In vivo DSP crosslinking and enrichment in Hfq-interacting proteins

Strain IBhfq95Δhfq was transformed by the plasmids pHfqH6, a pACYC184 derivative expressing HfqH6, or pACYC184, as a control (Table S1). Cultures in LB medium were harvested in late exponential phase (A650 = 1), pellets were washed twice in PBS and resuspended in 0.25 mM DSP (Dithiobis[succinimidyl propionate) in PBS25 for 1 h at 37 °C. The reaction was then stopped by addition of 50 mM Tris pH 8. The suspensions were passed through a French press. The cell extracts were clarified by centrifugation and the supernatants submitted to Ni-Agarose affinity chromatography as indicated by the supplier (wash in 20 mM Tris pH 7.5, 300 mM NaCl, 20 mM imidazole and elution in 20 mM Tris pH 7.5, 300 mM NaCl, 300 mM imidazole). Half of each extract was incubated with 50 mM DTT at 37 °C for 1 h (without any RNase A treatment) to reverse the crosslinking before loading on 10% SDS-PAGE gel. Gels were stained with colloidal blue. Each lane was cut into 24 slices, which were directly analysed by mass spectrometry (see supplementary Material and Methods) by the proteomic platform of Strasbourg Esplanade.

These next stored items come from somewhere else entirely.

PR #10963, opened 2026-08-01
feat(desktop): let users choose which Gmail account to read

undivisible:
## What

Users can now choose which Google account Omi reads email from (macOS desktop, cookie-based connector) — in Settings and during onboarding — instead of silently connecting the first readable browser profile, which is often the wrong ("junk") account.

## Why

The Mac Gmail connector replays browser cookies and picks the first readable profile (Default wins). There was no way to select a different inbox after onboarding connected the wrong one.

## How

- Probe each browser profile session for its account email via the cookie-authenticated AccountInfo endpoint, so picker rows show the real address, not an opaque browser name.
- Persist the chosen profile cookie path; the reader narrows to it and falls back to all profiles if the choice goes stale.
- Onboarding: when several readable accounts exist and none is chosen yet, the Gmail insight read waits for the pick instead of importing the first account silently.
- Shared `GmailAccountPickerView` drives both the Settings card and the onboarding data-sources step.

No OAuth — cookie-path only. OAuth multi-account grants are a follow-up.

Invariants: INV-INT-1 (functional probe added; no agent/heuristic automation).

## Verification

- `swift build` clean
- Tests: GmailAccountSelectionTests (6), GmailOutcomeParserTests (6), BrowserGoogleSessionTests (6), OnboardingGoogleInsightGateTests (1) — all pass
- swiftlint clean on new files
- Ratchet baseline raised with justification: OnboardingPagedIntroCoordinator 1804 → 1849

<a href="https://cubic.dev/pr/BasedHardware/omi/pull/10963?utm_source=github" target="_blank" rel="noopener noreferrer" data-no-image-dialog="true"><picture><source media="(prefers-color-scheme: dark)" srcset="https://www.cubic.dev/buttons/review-in-cubic-dark.svg"><source media="(prefers-color-scheme: light)" srcset="https://www.cubic.dev/buttons/review-in-cubic-light.svg">Review in cubic</picture></a>

---

> [!NOTE]
> **Medium Risk**
> Changes which browser cookies are read for email import and onboarding memories; mishandling could import the wrong inbox or skip Gmail on probe failure, though guards (snapshot reads, fail-closed probe, sign-out key clearing) target those cases.
> 
> **Overview**
> **macOS Gmail (cookie-based connector)** no longer always uses the first readable Chromium profile. Users pick **Automatic** or a specific browser profile (email resolved via AccountInfo probe) in **Settings → Gmail** and during **onboarding** when multiple accounts exist.
> 
> **`GmailSelectionStore`** persists the chosen cookie DB path and label; **`GmailReaderService`** filters browser configs to that profile and snapshots the selection for multi-fetch reads so mid-read picker changes cannot mix inboxes. Stale selections widen with a diagnostics fallback.
> 
> **Onboarding** blocks the Gmail insight task until selection when needed; probe failures **skip Gmail import** instead of silently using the wrong account; cancel/dismiss records **Automatic** and resumes the waiter so research cannot hang. Gmail keys clear on account-scoped onboarding reset so the next Omi user on the same Mac does not inherit the prior Gmail choice.
> 
> Shared **`GmailAccountPickerView`**, unit tests, changelog entries, and e2e coverage updates ship with the change.
> 
> <sup>Reviewed by [Cursor Bugbot](https://cursor.com/bugbot) for commit 0395a0a5bc4aafca8b88ce70a913883a3b67a46f. Bugbot is set up for automated code reviews on this repo. Configure [here](https://www.cursor.com/dashboard/bugbot).</sup>

Failure-Class: none

Product invariants: INV-AGENT-*, INV-AUTH-1, INV-CHAT-1, INV-DATA-1, INV-MEM-1, INV-BETA-1 (merge-brought paths)


Git-on-my-level (dismissed):
Thanks for working on this — choosing the Gmail account explicitly is a useful macOS desktop improvement, and the Settings/onboarding direction makes sense.

I’m requesting changes before this is merge-ready because the current onboarding path can still hang or silently read the wrong profile in several cases:

- `awaitGmailAccountSelectionIfNeeded()` sets `gmailAwaitingSelection`, but the view only presents the sheet from the manual “Choose account” action. If onboarding discovers multiple accounts on its own, the Gmail task can suspend without showing the picker.
- The picker cancel paths only hide the sheet. During onboarding that leaves `gmailSelectionWaiter` suspended indefinitely; cancel should either choose Automatic/fallback or otherwise resume and let the flow reach a terminal state.
- There is a race where the user can select an account while probing is still in progress, before the continuation is installed. Re-check `GmailSelectionStore.hasMadeChoice` after probing and immediately before waiting so a pre-wait selection cannot be lost.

Purification of proteins, far-western, DSC, CD and MST experiments

Ec-HfqHis6 was overexpressed in a ∆hfq strain, purified as described previously23 and stored in standard buffer (50 mM Tris-HCl pH7.6, 50 mM NH4Cl, 1 mM EDTA, 0.1% Triton X100, 5% glycerol). We verified the thermal stability of Hfq by Differential Scanning fluorimetry (NanoDSF) using Prometheus (Nanotemper GmbH), and by Differential Scanning Calorimetry (DSC) using CapDSC (Malvern). Both experiments were performed in standard buffer from 25 to 95 °C for NanoDSF and from 30 to 110 °C for DSC, and at a rate of 1 °C/min. In both cases, no denaturation was observed. Circular dichroism (CD) experiments in the far UV confirmed moreover that the protein was correctly folded, exhibiting a typical mixed alpha/beta structure (data not shown). Rho was a gift of Marc Boudvillain (CNRS UPR4301). RNA polymerase was overproduced from the multicopy plasmid pVS10 (T7P-α–β–β′-His6–ω) with a C-terminally His-tagged ß′ subunit (gift of Nicolas Joly, Institut Jacques Monod) in a ∆hfq strain and purified as in26. His-tagged EF-Tu was a gift of Sophie Chat (CNRS UMR6290). It was overexpressed in E. coli BL21(DE3) and then isolated using Ni2+ pre-charged HiTrap chelating columns. Ribosomal protein S1 was purified as in22 after washing the poly(A) Sepharose column with buffer containing 1 M NH4Cl. The eluted material was passed through a G100 Sephadex column in the same buffer, and the fractions containing S1 were concentrated. PAP was purified as in27. Total RNA was extracted as in28. Poly(A) and poly(G) were from Sigma.

Far western blot was performed as described in29. Briefly, purified proteins were run on 12.5% SDS-PAGE (Acrylamide/bisacrylamide 29:1) and transferred to nitrocellulose blotting membrane (AmershamTM ProtanTM 0.45 µm NC). The proteins on the membrane were denaturated in buffers with varying concentrations of guanidine-HCl and then renaturated by overnight incubation at 4 °C in 20 ml protein-binding buffer containing (far western) or not (western) purified Hfq (20 µg). After washing, bound Hfq was detected with an anti-Hfq polyclonal antibody23 and an anti-rabbit IgG(H + L) HRP-conjugated secondary antibody using BioRad ClarityTM Western ECL Substrate and digital imaging.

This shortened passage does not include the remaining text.